Considerato che fino ad un mesetto fa funzionava, è da considerarsi un bug???

Come risolvo il problema?

Grazie a tutti

----------

## oRDeX

Sicuro che funzionasse (non prenderla come una domanda stupida   :Razz:  )? Il fatto è che per una wep a 128bit la chiave è lunga 13 byte, quindi fornire più di 13 caratteri probabilmente portava ad un troncamento. Visto che parlavi di esperienze vecchie più di un mese, ci sta che il driver sia stato aggiornato e sia stato inserito questo controllo (magari per evitare trabocchi di buffer o bhu). Hai effettuato aggiornamenti del kernel o del singolo driver in questo lasso di tempo?

ciao!

----------

## DevOne

 *oRDeX wrote:*   

> Sicuro che funzionasse (non prenderla come una domanda stupida   )? Il fatto è che per una wep a 128bit la chiave è lunga 13 byte, quindi fornire più di 13 caratteri probabilmente portava ad un troncamento. Visto che parlavi di esperienze vecchie più di un mese, ci sta che il driver sia stato aggiornato e sia stato inserito questo controllo (magari per evitare trabocchi di buffer o bhu).

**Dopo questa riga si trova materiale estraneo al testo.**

Issue #44, opened 2018-12-15
In player overview and in line up, mark player played in week


mistermax80:
new feature

akasolace:
are you imagining something like a new column
   - player on the linup for next amical (resp cup, league) has a faded amical (resp cup, league) icon
   -  player who played last amical (resp cup)  has a plain amical (resp cup) icon

is it correct ?

mistermax80:
Yes, You  read me in my mind

akasolace:
@yaute74 I hope you are doing well. 
In case you want to stay in touch with HO, I would suggest that bug to you.
Next release not expected before July so really no pressure here, I just want to make sure you stay active and we are not loosing you :-)

akasolace:
I guess the difficulty might be to handle game since last training as it differs per region.
I am not sure if this information is already available in HO and what is available though CHPP....

brokenelevator:
What if we just add 'week start' information to leagues(countries) table? I think my updates are Friday after 2 AM. If we gather all the times/dates we can just count if player played a (relevant) game (and position) since last 'week start'. We can even show what effectiveness (full/half/whatnot) and what position/skill.

I don't think the information is available in HO and don't know if it is in CHPP.
On second thought, HO knows who to give training update. If it didn't we wouldn't have subskill updates. So maybe just use the knowledge to inform us in advance. Unless it 'subskill recalculates' it.

I guess this needs some research.

akasolace:
@brokenelevator I was thinking it might be saved in the database because in my memory HO was increasing decimal of trained skills, however when I just checked I realized I have lost all my decimal information just as @mistermax80  reported a while ago.

akasolace:
@brokenelevator otherwise I just checked and that information is available via CHPP

```
TrainingDate : DateTime
The date and time when the next training update will start in this league.
```

akasolace:
@brokenelevator in HO the info is in table XTRADATA
column TRAINING DATE

akasolace:
but I also just notice my table TRAINING is empty
I guess it a bug ..

brokenelevator:
It appears that we have the data so this should not be much of a problem to show the information in advance.

About the sub skills they must be retained somewhere.
I have sub skills. Both in HO and DB.
[...]

PR #117, opened 2019-04-29
issue #44 training preview

yaute74:
issue #44 training preview


src/main/java/core/db/DBUpdater.java
```diff
@@ -641,6 +647,37 @@ private void updateDBv25(int DBVersion, int version) throws SQLException {
 		}
 	}
 
+	private void updateDBv26(int DBVersion, int version) throws SQLException {
```
akasolace: @yaute74 latest stable was using `DBVersion = 24`
Hence, `DBVersion = 25` and corresponding `updateDBv25()` are supposed to ensure transition from HO 1.436 to HO 2.0
Can't you merge your code within `updateDBv25()` instead of introducing a new DB version ?   
@brokenelevator what do you think ?

src/main/resources/sprache/French.properties
```diff
@@ -1455,4 +1455,10 @@ ls.club.arena.income.terraces = Income Terraces
 ls.club.arena.income.basicseating = Income Basic seating
 ls.club.arena.income.seatsunderroof = Income Seats under roof
 ls.club.arena.income.seatsinvipboxes = Income Seats in VIP boxes
-ls.club.arena.income.total = Income Total
\ No newline at end of file
+ls.club.arena.income.total = Income Total
+
+#Training preview
+trainpre.fulltrain=Entrainement complet
```
akasolace: @yaute74  Translations should be done via PoEditor. Other files are generated on the fly at compile time so manually edited translation files would get lost.

src/main/java/core/db/DBUpdater.java
yaute74: I check with my database in 1.436.
The dbversion is 24 and the column MATCHREPORT, HEIMHATSTATS and GASTHATSTATS in MatchDetails exist.
At the end of update we do a `dbZugriff.saveUserParameter("DBVersion", DBVersion - 1);`  so  updateDBv25 set dbversion to 24..
So it's why I create a new update.

src/main/resources/sprache/French.properties
yaute74: We must modify only the english version ?

akasolace: yes correct

src/main/java/core/db/DBUpdater.java
akasolace: the `dbZugriff.saveUserParameter("DBVersion", DBVersion - 1);` is only applied if `HO.isDevelopment() == True`.  It allows for devs to test DBUbdaters during the course of development

akasolace: so basically if you are on test, everytime you launch HO.
it goes through the update (in order to simulate) but does not bump version

akasolace: > the column MATCHREPORT, HEIMHATSTATS and GASTHATSTATS in MatchDetails exist.

correct, this is because @brokenelevator fixed a mistake that was made when I created updateDBv24

> MATCHREPORT was made longer here but not in table definition to fix this mistake and not repeat code updateDBv24 is falling through to updateDBv25

yaute74: ok I misread. I will correct it

Issue #84, opened 2019-01-15
[FEAT] use icon / splashscreen / headerbar  according to the version used


akasolace:
![image](https://user-images.githubusercontent.com/45043004/51177599-55931200-18c0-11e9-8a52-da448addd17b.png)

_Originally posted by @DavidatorusF in https://github.com/akasolace/HO/issues/73#issuecomment-454359423_

yaute74:
I can work on it.
Do we change the current logo? Because it's old-fashioned.
You can create logos and do a survey on the hattrick forum.

akasolace:
@yaute74   ok great!
Yes new logo would be very nice. 
Do you fell like asking it on HT forum? Otherwise we go for  it ourselves, plenty of free logo generators those days. We can also do both: ask for contribution and meanwhile give a try ourself.

akasolace:
@yaute74 I had a look on the dedicated forum and indeed it might worth to seek for contributions.
On a side note the HT user guvidex who made some very nice logo already accepted to help. You might also reach out to him if you want

yaute74:
Where is the dedicated forum ? [post=17237456.567] ?
You already contact him ?
I think we can ask and try ourself and after do a survey if necessary

When we talked about it, I made two of them:
![logo1b](https://user-images.githubusercontent.com/34601782/56987805-bce28280-6b8e-11e9-8109-f1ebd695df8f.png)  ![logo2b](https://user-images.githubusercontent.com/34601782/56987811-bfdd7300-6b8e-11e9-9936-beae1d252f3d.png)

akasolace:
@yaute74 
> Where is the dedicated forum ? [post=17237456.567] ?
yes

> You already contact him ?
yes

> I think we can ask and try ourself and after do a survey if necessary
Agreed

> When we talked about it, I made two of them
I will also git it a try but I am very bad at it...

yaute74:
I do the request on hattrick forum: [post=17237456.582]

akasolace:
> I do the request on hattrick forum: [post=17237456.582]

I just saw it ... perfect now lets hope we will have some nice contribution

yaute74:
>should you not ask for splashscreen contribution at the same time ?

@akasolace I wanted to do it after, but maybe it's a bad idea. I wanted it to match the logo we would have chosen.
I create 4 more logos and I receive 3 from contributor :)
I wait your logo :p

akasolace:
> I create 4 more logos and I receive 3 from contributor :)
[...]

PR #129, opened 2019-05-16
issue #84 logo depending version

yaute74:
issue #84 : color depending of version
- I cannot test windows and mac
- Don't hesitate to modify what I did in gradle


akasolace:
I review the PR, it looks good to me but I will test it locally before merging it into master.
I will do that tonight.
Cheers

Issue #105, opened 2019-03-19
[eFEAT] Implement support for extra subs


akasolace:
- [x]  1. introduce new subs in lineup tab + update GUI for better display
- [x]  2. fix lineup assistant to handle extra subs
- [x]  3. fix download lineup from match tabs
- [x]  4. update chpp file version of matchorders
- [ ]  5. fix upload lineup with new chpp version [requires CHPP fix from HT devs]
- [x]  6. fix download lineup with new chpp version
- [x]  7. remove swap button for subs2 as suggested by @DavidatorusF 
- [ ]  8. final testing

Implementation errors:

 - [x] 1. backup subs can only be filled by player already set as subs for a different position (tbc for extra)

akasolace:
I have done step 1 and 2. Still a lot of things are broken but I will do a first commit as there is alreday a lot of code change. Otherwise future mere could be very complex.

akasolace:
currently on hold until fixes are made on CHPP side

PR #130, opened 2019-05-18
Fix the exception throwed by opening the Experience tab of the PlayerAnalysis module.

konved:
Fix the exception throwed by opening the Experience tab of the PlayerAnalysis module.

It reverts a couple of excessive changes which get lost in the immense commit akasolace@8540ad6

Related to bug https://github.com/akasolace/HO/issues/105#issuecomment-475136413


akasolace:
Indeed, I was a bit too heavy with code refactoring that day :-)
Thank you for the commit (and for joining the project.)

Issue #132, opened 2019-05-25
[eBUG] Linenup tab: remove broken/useless buttons


akasolace:
Remove those buttons and all the related code:

- "show only the lineup" 
- "show only the lineup minimzed"
- "print lineup"

Is there any objection against ? 
@yaute74 @brokenelevator  @mistermax80 @DavidatorusF

mistermax80:
For ok to remove... But I don't know what the other users think... My suggestion is: remove button and wait the users reactions...

brokenelevator:
Like I already mentioned I would fix or leave them as they are from the same reason as @mistermax80. Removing the button to gauge reaction also works I guess.

akasolace:
@mistermax80 with git it is cleaner to remove it all in a single commit
if we regret we uncommit at any time

mistermax80:
Ok good!

akasolace:
closed by 7b999a6

PR #144, opened 2019-06-10
issue #132

yaute74:
issue #132: remove buttons 'print this line-up', 'show only the line-up' and 'only display line-up minimized', corresponding code and image


akasolace:
closes #132

Issue #149, opened 2019-06-15
[eBUG] ho don't start with deb package


yaute74:
ho don't start with deb package
correction #102 was not in stable version

PR #150, opened 2019-06-15
issue #149

yaute74:
Fixes issue #149
Maybe it would be better to rename ho.sh in ho.bash but it requires more modifications


konved:
I do not like this.
Many *nix systems **do not** contain `bash`. At all.
Even debian and its clones with their `dash` as default shell.
Meanwhile `/bin/sh` is always present everywhere (mainly as a link to some advanced shell).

Hai effettuato aggiornamenti del kernel o del singolo driver in questo lasso di tempo?
> 
> ciao!

 

Beh...la certezza non la ho, semplicemente perchè in questo lasso di tempo  è cambiata la password usata.

Però, non è possibile che wireless-tools per le WPA non accetti più di 13 caratteri...voglio dire una WPA accetta da 8 a 63 caratteri come range....

allora nessuno può navigare se vengono usate da 13 caratteri in su?!

Ti pare?

----------

## oRDeX

aspetta..Abbiamo parlato di WEP, non di WPA!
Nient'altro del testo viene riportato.